GREGOIRE. — Oui; un drôle de prince que le prince Gustave. Ses sujets l’ont chassé... Un singulier prince. Il était né pour être apothicaire... C’est un alchimiste,... un grand savant... C’est même pour cela que Boris l’a recueilli;... vous m’entendez, pour qu’il lui distillât des breuvages... Mais ce prince Gustave, bien qu’il soit un peu timbré,... c’est un brave homme... Je ne veux pas, a-t-il répondu. Là-dessus on l’a envoyé à Ouglitch... Il a, ma foi, de la chance. Veux-tu que je te dise la vérité?... Gustave s’est tiré d’affaire avec ses Suédois, qui ont voulu le noyer... Son oncle, le roi de Suède actuel, a voulu bien des fois l’empoisonner... Il lui a fait tirer des arquebusades;... il lui a envoyé des assassins... Mais Gustave a des livres noirs, tu m’entends,... qui lui disent de quel côté vient le danger. C’est ce que nous appelons un astrologue, et des plus malins... Mais s’il échappe à Boris, il sera plus fin que je ne le crois... A sorcier, sorcier et demi. Un jour, Gustave recevra une bouteille de vin d’Espagne... comme Boris en envoya l’an passé au tsar Siméon Bekboulatovitch. Il boit. Bon. Le voilà aveugle[1]. (Entrent Choubine et Gustave, tenant un in-folio sous le bras. Tous se lèvent.)

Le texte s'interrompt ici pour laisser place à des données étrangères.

PR #897, opened 2024-10-17
Fix error message

gritukan:
`No such "tablet" cell bundle "default"` -> `No such tablet cell bundle "default"`

### DIFF
--- a/yt/yt/server/master/cell_server/tamed_cell_manager.cpp
+++ b/yt/yt/server/master/cell_server/tamed_cell_manager.cpp
@@ -1093,7 +1093,7 @@ public:
         if (!cellBundle) {
             THROW_ERROR_EXCEPTION(
                 NYTree::EErrorCode::ResolveError,
-                "No such %Qlv cell bundle %Qlv",
+                "No such %lv cell bundle %Qlv",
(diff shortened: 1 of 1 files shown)


Kontakter (approved):

yt/yt/server/master/cell_server/tamed_cell_manager.cpp
```diff
@@ -1093,7 +1093,7 @@ class TTamedCellManager
         if (!cellBundle) {
             THROW_ERROR_EXCEPTION(
                 NYTree::EErrorCode::ResolveError,
-                "No such %Qlv cell bundle %Qlv",
+                "No such %lv cell bundle %Qlv",
```
maxim-babenko, line 1096: Why Qlv for name?

gritukan: I think there is no reason, it should be %Qv. WIll fix in a separate PR.

gritukan: https://github.com/ytsaurus/ytsaurus/pull/937

PR #901, opened 2024-10-21
[yt/python] Include prefix "YT_" for names of SDK environment variables

koct9i:
Make grep-friendly mentions of all known environment variables.

Most lines of patch are generated by this:
sed -iE 's/    "\([A-Z0-9_]\+\)"/    "YT_\1"/' yt/python/yt/wrapper/default_config.py

### DIFF
--- a/yt/python/yt/wrapper/default_config.py
+++ b/yt/python/yt/wrapper/default_config.py
@@ -720,87 +720,87 @@ def get_default_config():
 
 
 FORCED_SHORTCUTS = {
-    "BASE_LAYER" : "operation_base_layer",
+    "YT_BASE_LAYER" : "operation_base_layer",
 }
 
 
 SHORTCUTS = {
-    "PROXY": "proxy/url",
-    "PROXY_SUFFIX": "proxy/default_suffix",
-    "PROXY_URL_ALIASING_CONFIG": "proxy/aliases",
-    "TOKEN": "token",
-    "TOKEN_PATH": "token_path",
-    "USE_TOKEN": "enable_token",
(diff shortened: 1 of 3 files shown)


yt/python/yt/wrapper/default_config.py
```diff
@@ -720,87 +720,87 @@ def get_default_config():
 
 
 FORCED_SHORTCUTS = {
-    "BASE_LAYER" : "operation_base_layer",
+    "YT_YT_BASE_LAYER" : "operation_base_layer",
```
gritukan, line 723: YT_YT?

yt/python/yt/wrapper/default_config.py
```diff
@@ -865,7 +865,6 @@ def _get(d, key):
         if not key.startswith(prefix):
```
gritukan, line 865: Do we need this code after the change?

Kontakter:
Please, read the code carefully, there are some other places that should be accurately fixed after this change: at least this one https://github.com/ytsaurus/ytsaurus/blob/main/yt/python/yt/wrapper/default_config.py#L988

Kontakter (changes requested):
See my and @gritukan  comments

yt/python/yt/wrapper/default_config.py
koct9i: Looks like good sanity-check and optimization - all must start with "YT_"

koct9i:
done

koct9i:
found one more place with obscure environment references

Kontakter (approved):
To run test in internal CI

PR #526, opened 2024-10-03
🧹 Refactor boundary conditions in analytic_signal and morse_wavelet_transform functions

selipot:
Changing the default boundary conditions from `mirror` to `periodic` as I believe this handles better signals with non-zero means and is closer to expectations.


kevinsantana11 (approved):
This change looks good to me

Issue #534, opened 2024-12-17
🧹 MyPy flagging depreciated np.chararray


KevinShuman:
Description:
When running MyPy, whether locally or via the test actions, the use of np.chararray in clouddrift/adapters/gdp/__init__.py is being flagged as unrecognized. From what I have gathered, np.chararray has been depreciated in numpy, and we should adjust the cut_str() function to work without it.

1. Clone main
2. create environment with MyPy as suggested in the [contributing page](https://github.com/Cloud-Drift/clouddrift/blob/main/CONTRIBUTING.md)
3. Run the MyPy commands under the "Automatic formatting and linting" section

Expected behavior:
All tests MyPy tests pass.

Desktop:
 - Operating System: Windows, MacOS, Linux
 - `clouddrift` library version v0.43.0

PR #536, opened 2024-12-17
🧹 Updates cut_str() to avoid MyPy flagging depreciated np.chararray Issue #534

KevinShuman:
See issue #534 to see what is being address.

I replace the np.chararray's in the cut_str() function with a numpy array with a fixed length.


kevinsantana11:
Changes look good, feel free to merge

Issue #539, opened 2025-02-04
🐛Outdated Link to Andro Dataset


KevinShuman:
Description:
The link to the Andro dataset is out of date and new version of the dataset needs to be linked.

How to Reproduce It:
1. Import clouddrift: `import clouddrift as cd`
2. Run `cd.datasets.andro() `

Expected behavior:
The data loads.

Desktop:
 - Operating System: Ubuntu
 - `clouddrift` library version: 0.43

KevinShuman:
All was fixed in a pull request #540 .

PR #540, opened 2025-02-04
Updating Link to Andro Library #539

KevinShuman:
This is to resolve issue #539. 

It is as simple as updating the link in the adapter.


KevinShuman:
Looks like I forgot to update a version variable!

kevinsantana11 (approved):
changes look good

Issue #516, opened 2024-08-28
Migrate Jonathan Lilly jLab ridge analysis function to detect eddies


kevinsantana11:

kevinsantana11:
https://www.mathworks.com/matlabcentral/fileexchange/52885-jlab-a-matlab-toolbox-for-data-analysis

PR #544, opened 2025-02-27
⭐ Ridge Analysis Functions for Eddy Detection Issue #516

KevinShuman:
Porting the ridge analysis functions written by [Jonathan Lilly](https://jmlilly.net/code.html) in MatLab to Python to be used in clouddrift.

GUSTAVE. — Je ne veux pas que tu te déranges, ami Choubine. Je viens pour causer avec toi, et je ne prétends pas priver tes hôtes de ta présence. (Il s’assied.) Mes amis, asseyez-vous; continuez.

CHOUBINE. — Monseigneur, nous connaissons notre devoir.

GUSTAVE. — Non, asseyez-vous, je le veux ainsi. Akouhna Pëtrova, donne-moi un verre. A votre santé, mes amis! A son costume, ce jeune homme est étranger?

CHOUBINE. — C’est un brave Cosaque d’au-delà des rapides[2] qui m’a accompagné dans mon voyage, et je lui dois d’avoir sauvé ma vie et des pierreries qui valent bien davantage. Dmitri Ivanof, baise la main de monseigneur.

GUSTAVE. — Dmitri? Tu as un nom cher à la Russie. Puisque tu as rendu service à mon ami Choubine, tu es un brave homme et je fais cas de toi. — Mon cher Choubine, j’ai appris que tu revenais d’Astrakhan, et je suis aussitôt accouru pour que tu m’expliques une petite difficulté qui m’embarrasse. C’est un point de science.

  1. . Cette histoire ridicule est sérieusement rapportée par Margeret.
  2. Les rapides du Dniepr, d’où les Zaporogues tiraient leur nom.